PR #398, opened 2024-05-07
Improve internal string allocation methods

chqrlie:
String values are allocated as temporary or final results. This commit  attempts to improve the consistency and performance of this step.
    
- define `JS_NewString` as an inline function to allow simple expansion of `strlen()` for string literals
- document string contents constraints regarding UTF-8 encoding.
- rename `js_new_string8` as `js_new_string8_len`. takes `const char *`.
- new inline function `js_new_string8` takes `const char *`, computes  string length with `strlen` and calls `js_new_string8_len`. No overhead  for string literals
- use internal string allocation functions where appropriate, remove overhead

### DIFF
--- a/quickjs.c
+++ b/quickjs.c
@@ -1098,6 +1098,7 @@ static int JS_ToBoolFree(JSContext *ctx, JSValue val);
 static int JS_ToInt32Free(JSContext *ctx, int32_t *pres, JSValue val);
 static int JS_ToFloat64Free(JSContext *ctx, double *pres, JSValue val);
 static int JS_ToUint8ClampFree(JSContext *ctx, int32_t *pres, JSValue val);
+static JSValue js_new_string8_len(JSContext *ctx, const char *buf, int len);
 static JSValue js_compile_regexp(JSContext *ctx, JSValue pattern,
                                  JSValue flags);
 static JSValue js_regexp_constructor_internal(JSContext *ctx, JSValue ctor,
@@ -2820,7 +2821,8 @@ static JSAtom __JS_NewAtom(JSRuntime *rt, JSString *str, int atom_type)
     return i;
 }
 
-/* only works with zero terminated 8 bit strings */
+// XXX: `str` must be pure ASCII. No UTF-8 encoded strings
+// XXX: `str` must not be the string representation of a small integer
 static JSAtom __JS_NewAtomInit(JSRuntime *rt, const char *str, int len,
                                int atom_type)
 {
@@ -2833,6 +2835,7 @@ static JSAtom __JS_NewAtomInit(JSRuntime *rt, const char *str, int len,
     return __JS_NewAtom(rt, p, atom_type);
 }
 
+// XXX: `str` must be raw 8-bit contents. No UTF-8 encoded strings
 static JSAtom __JS_FindAtom(JSRuntime *rt, const char *str, size_t len,
                             int atom_type)
 {
@@ -2924,11 +2927,14 @@ static JSAtom JS_NewAtomStr(JSContext *ctx, JSString *p)
     return __JS_NewAtom(rt, p, JS_ATOM_TYPE_STRING);
 }
 
+/* `str` may be pure ASCII or UTF-8 encoded */
 JSAtom JS_NewAtomLen(JSContext *ctx, const char *str, size_t len)
 {
     JSValue val;
 
     if (len == 0 || !is_digit(*str)) {
+        // TODO(chqrlie): this does not work if `str` has UTF-8 encoded contents
+        // bug example: `({ "\u00c3\u00a9": 1 }).\u00e9` evaluates to `1`.
         JSAtom atom = __JS_FindAtom(ctx->rt, str, len, JS_ATOM_TYPE_STRING);
         if (atom)
             return atom;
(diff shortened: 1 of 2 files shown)


quickjs.c
```diff
@@ -2924,11 +2927,14 @@ static JSAtom JS_NewAtomStr(JSContext *ctx, JSString *p)
     return __JS_NewAtom(rt, p, JS_ATOM_TYPE_STRING);
 }
 
+/* `str` may be pure ASCII or UTF-8 encoded */
 JSAtom JS_NewAtomLen(JSContext *ctx, const char *str, size_t len)
 {
     JSValue val;
 
     if (len == 0 || !is_digit(*str)) {
+        // TODO(chqrlie): this does not work if `str` has UTF-8 encoded contents
```
saghul, line 2936: Was this an existing bug or is it a new one?

quickjs.c
```diff
@@ -3442,13 +3452,11 @@ int JS_NewClass(JSRuntime *rt, JSClassID class_id, const JSClassDef *class_def)
     return ret;
 }
 
-static JSValue js_new_string8(JSContext *ctx, const uint8_t *buf, int len)
+// XXX: `buf` contains raw 8-bit data, no UTF-8 decoding is performed
+// XXX: no special case for len == 0
```
saghul, line 3456: Why was this dropped from here?

quickjs.c
```diff
@@ -1098,6 +1098,7 @@ static int JS_ToBoolFree(JSContext *ctx, JSValue val);
 static int JS_ToInt32Free(JSContext *ctx, int32_t *pres, JSValue val);
 static int JS_ToFloat64Free(JSContext *ctx, double *pres, JSValue val);
 static int JS_ToUint8ClampFree(JSContext *ctx, int32_t *pres, JSValue val);
+static JSValue js_new_string8_len(JSContext *ctx, const char *buf, int len);
```
saghul, line 1101: Comment on consistency: `js_new_string16` always takes the length, there is no version without it. Shouldn't we have some alignment there?

quickjs.c
```diff
@@ -11000,13 +11022,14 @@ static JSValue js_bigint_to_string1(JSContext *ctx, JSValue val, int radix)
     saved_sign = a->sign;
     if (a->expn == BF_EXP_ZERO)
         a->sign = 0;
+    // XXX: bf_ftoa should return the string length to the caller
```
saghul, line 11025: Maybe make this a TODO rather than a note?

quickjs.c
```diff
@@ -34063,6 +34089,7 @@ static JSValue JS_ReadFunctionTag(BCReaderState *s)
     if (b->source_len) {
         bc_read_trace(s, "source: %d bytes\n", b->source_len);
         s->ptr_last += b->source_len;  // omit source code hex dump
+        // XXX: should allocate one extra byte for null terminator
```
saghul, line 34092: Since we use mallocz here and it will be initialized to zeroes anyway, why not solve this now by allocating 1 byte more?

quickjs.c
```diff
@@ -35746,9 +35775,9 @@ static JSValue js_object_toString(JSContext *ctx, JSValue this_val,
     JSObject *p;
 
     if (JS_IsNull(this_val)) {
-        tag = JS_NewString(ctx, "Null");
+        tag = js_new_string8(ctx, "Null");
```
saghul, line 35778: Would it make sense to use an atom here?

quickjs.c
chqrlie: Yes, for consistency, `js_new_string16` should be renamed to `js_new_string16_len`.
Conversely, we could use a different name for the version without a length, such as `js_new_string8_str`.
I chose the posted version for consistency with the published APIs `JS_NewString` and `JS_NewStringLen`.

quickjs.c
chqrlie: This is an existing bug. Here is a test case: `({ "\u00c3\u00a9": 1 }).\u00e9` evaluates to `1`.
I shall fix it in a separate PR once this one is merged.

quickjs.c
saghul: Makes sense. I'd go with your first proposal then!

quickjs.c
saghul: 👍

quickjs.c
saghul: Nevermind, I saw it's now handled at the calling site.

quickjs.c
chqrlie: Yes. `TODO` is more appropriate. `XXX:` is a warning about an unexpected result, side effect, shortcoming...

quickjs.c
chqrlie: Yes, shall do.

quickjs.c
chqrlie: Yes if we had one, but not worth creating one. Adding atoms for seldom used cases adds some memory and time overhead in the startup phase. `Infinity` and `NaN` would probably be worthwhile.

saghul: 👍

saghul (approved):
All goood! 🚀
·····
**What you are asked to do**
Would you please write out the entries again exactly?

**Answer space**
PR #398, opened 2024-05-07
Improve internal string allocation methods

chqrlie:
String values are allocated as temporary or final results. This commit  attempts to improve the consistency and performance of this step.
    
- define `JS_NewString` as an inline function to allow simple expansion of `strlen()` for string literals
- document string contents constraints regarding UTF-8 encoding.
- rename `js_new_string8` as `js_new_string8_len`. takes `const char *`.
- new inline function `js_new_string8` takes `const char *`, computes  string length with `strlen` and calls `js_new_string8_len`. No overhead  for string literals
- use internal string allocation functions where appropriate, remove overhead

### DIFF
--- a/quickjs.c
+++ b/quickjs.c
@@ -1098,6 +1098,7 @@ static int JS_ToBoolFree(JSContext *ctx, JSValue val);
 static int JS_ToInt32Free(JSContext *ctx, int32_t *pres, JSValue val);
 static int JS_ToFloat64Free(JSContext *ctx, double *pres, JSValue val);
 static int JS_ToUint8ClampFree(JSContext *ctx, int32_t *pres, JSValue val);
+static JSValue js_new_string8_len(JSContext *ctx, const char *buf, int len);
 static JSValue js_compile_regexp(JSContext *ctx, JSValue pattern,
                                  JSValue flags);
 static JSValue js_regexp_constructor_internal(JSContext *ctx, JSValue ctor,
@@ -2820,7 +2821,8 @@ static JSAtom __JS_NewAtom(JSRuntime *rt, JSString *str, int atom_type)
     return i;
 }
 
-/* only works with zero terminated 8 bit strings */
+// XXX: `str` must be pure ASCII. No UTF-8 encoded strings
+// XXX: `str` must not be the string representation of a small integer
 static JSAtom __JS_NewAtomInit(JSRuntime *rt, const char *str, int len,
                                int atom_type)
 {
@@ -2833,6 +2835,7 @@ static JSAtom __JS_NewAtomInit(JSRuntime *rt, const char *str, int len,
     return __JS_NewAtom(rt, p, atom_type);
 }
 
+// XXX: `str` must be raw 8-bit contents. No UTF-8 encoded strings
 static JSAtom __JS_FindAtom(JSRuntime *rt, const char *str, size_t len,
                             int atom_type)
 {
@@ -2924,11 +2927,14 @@ static JSAtom JS_NewAtomStr(JSContext *ctx, JSString *p)
     return __JS_NewAtom(rt, p, JS_ATOM_TYPE_STRING);
 }
 
+/* `str` may be pure ASCII or UTF-8 encoded */
 JSAtom JS_NewAtomLen(JSContext *ctx, const char *str, size_t len)
 {
     JSValue val;
 
     if (len == 0 || !is_digit(*str)) {
+        // TODO(chqrlie): this does not work if `str` has UTF-8 encoded contents
+        // bug example: `({ "\u00c3\u00a9": 1 }).\u00e9` evaluates to `1`.
         JSAtom atom = __JS_FindAtom(ctx->rt, str, len, JS_ATOM_TYPE_STRING);
         if (atom)
             return atom;
(diff shortened: 1 of 2 files shown)


quickjs.c
```diff
@@ -2924,11 +2927,14 @@ static JSAtom JS_NewAtomStr(JSContext *ctx, JSString *p)
     return __JS_NewAtom(rt, p, JS_ATOM_TYPE_STRING);
 }
 
+/* `str` may be pure ASCII or UTF-8 encoded */
 JSAtom JS_NewAtomLen(JSContext *ctx, const char *str, size_t len)
 {
     JSValue val;
 
     if (len == 0 || !is_digit(*str)) {
+        // TODO(chqrlie): this does not work if `str` has UTF-8 encoded contents
```
saghul, line 2936: Was this an existing bug or is it a new one?

quickjs.c
```diff
@@ -3442,13 +3452,11 @@ int JS_NewClass(JSRuntime *rt, JSClassID class_id, const JSClassDef *class_def)
     return ret;
 }
 
-static JSValue js_new_string8(JSContext *ctx, const uint8_t *buf, int len)
+// XXX: `buf` contains raw 8-bit data, no UTF-8 decoding is performed
+// XXX: no special case for len == 0
```
saghul, line 3456: Why was this dropped from here?

quickjs.c
```diff
@@ -1098,6 +1098,7 @@ static int JS_ToBoolFree(JSContext *ctx, JSValue val);
 static int JS_ToInt32Free(JSContext *ctx, int32_t *pres, JSValue val);
 static int JS_ToFloat64Free(JSContext *ctx, double *pres, JSValue val);
 static int JS_ToUint8ClampFree(JSContext *ctx, int32_t *pres, JSValue val);
+static JSValue js_new_string8_len(JSContext *ctx, const char *buf, int len);
```
saghul, line 1101: Comment on consistency: `js_new_string16` always takes the length, there is no version without it. Shouldn't we have some alignment there?

quickjs.c
```diff
@@ -11000,13 +11022,14 @@ static JSValue js_bigint_to_string1(JSContext *ctx, JSValue val, int radix)
     saved_sign = a->sign;
     if (a->expn == BF_EXP_ZERO)
         a->sign = 0;
+    // XXX: bf_ftoa should return the string length to the caller
```
saghul, line 11025: Maybe make this a TODO rather than a note?

quickjs.c
```diff
@@ -34063,6 +34089,7 @@ static JSValue JS_ReadFunctionTag(BCReaderState *s)
     if (b->source_len) {
         bc_read_trace(s, "source: %d bytes\n", b->source_len);
         s->ptr_last += b->source_len;  // omit source code hex dump
+        // XXX: should allocate one extra byte for null terminator
```
saghul, line 34092: Since we use mallocz here and it will be initialized to zeroes anyway, why not solve this now by allocating 1 byte more?

quickjs.c
```diff
@@ -35746,9 +35775,9 @@ static JSValue js_object_toString(JSContext *ctx, JSValue this_val,
     JSObject *p;
 
     if (JS_IsNull(this_val)) {
-        tag = JS_NewString(ctx, "Null");
+        tag = js_new_string8(ctx, "Null");
```
saghul, line 35778: Would it make sense to use an atom here?

quickjs.c
chqrlie: Yes, for consistency, `js_new_string16` should be renamed to `js_new_string16_len`.
Conversely, we could use a different name for the version without a length, such as `js_new_string8_str`.
I chose the posted version for consistency with the published APIs `JS_NewString` and `JS_NewStringLen`.

quickjs.c
chqrlie: This is an existing bug. Here is a test case: `({ "\u00c3\u00a9": 1 }).\u00e9` evaluates to `1`.
I shall fix it in a separate PR once this one is merged.

quickjs.c
saghul: Makes sense. I'd go with your first proposal then!

quickjs.c
saghul: 👍

quickjs.c
saghul: Nevermind, I saw it's now handled at the calling site.

quickjs.c
chqrlie: Yes. `TODO` is more appropriate. `XXX:` is a warning about an unexpected result, side effect, shortcoming...

quickjs.c
chqrlie: Yes, shall do.

quickjs.c
chqrlie: Yes if we had one, but not worth creating one. Adding atoms for seldom used cases adds some memory and time overhead in the startup phase. `Infinity` and `NaN` would probably be worthwhile.

saghul: 👍

saghul (approved):
All goood! 🚀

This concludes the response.